Tabrani merupakan pencetus nama Bahasa Indonesia pada 1926, yang di Kongres Pemuda Indonesia Kedua 1928 diikrarkan sebagai bahasa persatuan. Ia juga menjadi Ketua Panitia Kongres Pemuda Indonesia Pertaa 1926. Pada 1939, ia bersama MH Thamrin memperjuangkan penggunaan bahasa Indonesia di Gemeenteraad van Batavia. Tabrani terpilih sebagai anggota Gemeenteraad van Batavia dari Parindra pada pemilihan 1938.
Tapi pada 1940-an, Tabrani dituding sebagai penyebab MH Thamrin ditetapkan oleh Belanda sebagai tahanan rumah hingga meninggal dunia. Lalu Tabrani disebut sebagai pengkhianat, dituduh sebagai pihak yang menyerahkan surat Thamrin kepada polisi Belanda. Benarkah?
Penelusuran yang dilakukan sejarawan Onghokham menyatakan hal lain.

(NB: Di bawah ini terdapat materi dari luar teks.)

PR #858, opened 2020-09-21
parseThat: remove autotools build files

hainest:
It has been building with CMake since 2016, so we don't need a second
option.


hainest:
https://bottle.cs.wisc.edu/search?dyninst_branch=PR858

Building fine.

PR #859, opened 2020-09-21
Remove vxworks support

hainest:
Support for VxWorks was added by 02bc600ea557d2ad16bc442ff161d0f110bf14e3 in March 2010, and the code broken by 0bc3980d172bbb8f698b674df56cb4b9b320f829 in November 2011. It has also never been part of the CMake build system (ca. 2013).

@n738cu We had discussed this platform previously, but I've since discovered that it hasn't worked in nearly a decade. The question is do we want to leave updating this platform as a TODO or remove it entirely?


n738cu:
I think that we can cut this vxworks support.  It was a Mary project and we’re not likely to work on it.

—bart

hainest:
https://bottle.cs.wisc.edu/search?dyninst_branch=PR859

No change in build status.

PR #861, opened 2020-09-22
Cleanup dyn_hash_{set,map}

hainest:
Require std::unordered_{map,set} for dyn_hash_{map,set}, and convert the dyn_hash_* macros to alias templates for better type safety and error messages. Remove the custom hashers, and use typed enums for IA32Regs, entryID, and prefixEntryID.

Demikian pula kesaksian PH Dahler dan tentara Jepang yang memeriksa Tabrani.
Thamrin ditangkap Belanda terkait dengan aktivitas politiknya. "Menurut Ibu Dini, cucu MH Thamrin dari anak angkat beliau Ibu Deetje, karena kevokalannya dalam berdiplomasilah yang menyebabkan kakeknya meninggal begitu cepat," tulis Yasmine Zaki Shahab, guru besar Antropologi Universitas Indonesia di buku Mohammad Hoesni Thamrin, Merekam Prestasi menguak Representasi (2019).
PF Dahler juga memberikan kesaksian serupa. Arsipnya, dokumen Netherlands Forces Intelligence Service (NEFIS) bernomor 2778, menjadi koleksi Arsip Nasional Belanda dengan nomor 4107. Mantan anggota Gemeenteraad van Batavia yang pada 1941 menjadi pegawai RPD itu mengatakan saat itu Indonesia sedang ramai menjalankan aksi Indonesia Berparlemen.

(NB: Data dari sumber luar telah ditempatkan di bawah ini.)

PR #867, opened 2020-09-25
Remove memory emulation from AddressSpace

hainest:
This was disabled by 1b8bed2c7 in 2010. Its presence prevents correcting
a memory corruption bug in addressSpace::copyAddressSpace.

### DIFF
--- a/dyninstAPI/src/addressSpace.C
+++ b/dyninstAPI/src/addressSpace.C
@@ -50,7 +50,6 @@
 #include "Relocation/Transformers/Include.h"
 #include "Relocation/CodeTracker.h"
 
-#include "MemoryEmulator/memEmulator.h"
 #include "parseAPI/h/CodeObject.h"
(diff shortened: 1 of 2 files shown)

Melalui surat, Thamrin meminta Tabrani agar memuat tulisannya mengenai sikap pemerintah Nederland yang diserang Jerman dan rajanya melarikan diri ke Inggris. ‘’Itulah sebenarnya tulisan Thamrin kepada Tabrani,’’ tulis Dahler (Getekende Verklaring van PF Dahler, 1946).
Akibat kasus ini, Tabrani yang telah menjabat kepala Urusan Pers Pribumi di RPD dengan gaji 625 gulden (menurut Dahler 600 gulden) diturunkan jabatannya menjadi kepala Kartotek dan Dokumentasi dengan gaji 300 gulden ditambah dengan standplaatstoelage dan kindertoelage (Laporan polisi rahasia Jepang, koleksi ANRI Register No T.31, Golongan III-1, 1949). Ia menerima pengangkatan dirinya sebagai pejabat di RPD karena mencontoh tokoh-tokoh politik saat itu.
“Ketika itu tidak sedikit pemimpin politik Indonesia (contoh paling menonjol ialah Dr Tjipto Mangunkusumo) yang lebih senang tidak anti-Sekutu (baca Belanda) daripada pro-Jepang (fasis). Faktor ini pulalah yang mempengaruhi saya menerima pengangkatan dalam RPD,” tulis Tabrani di Kompas edisi 15 Desember 1975.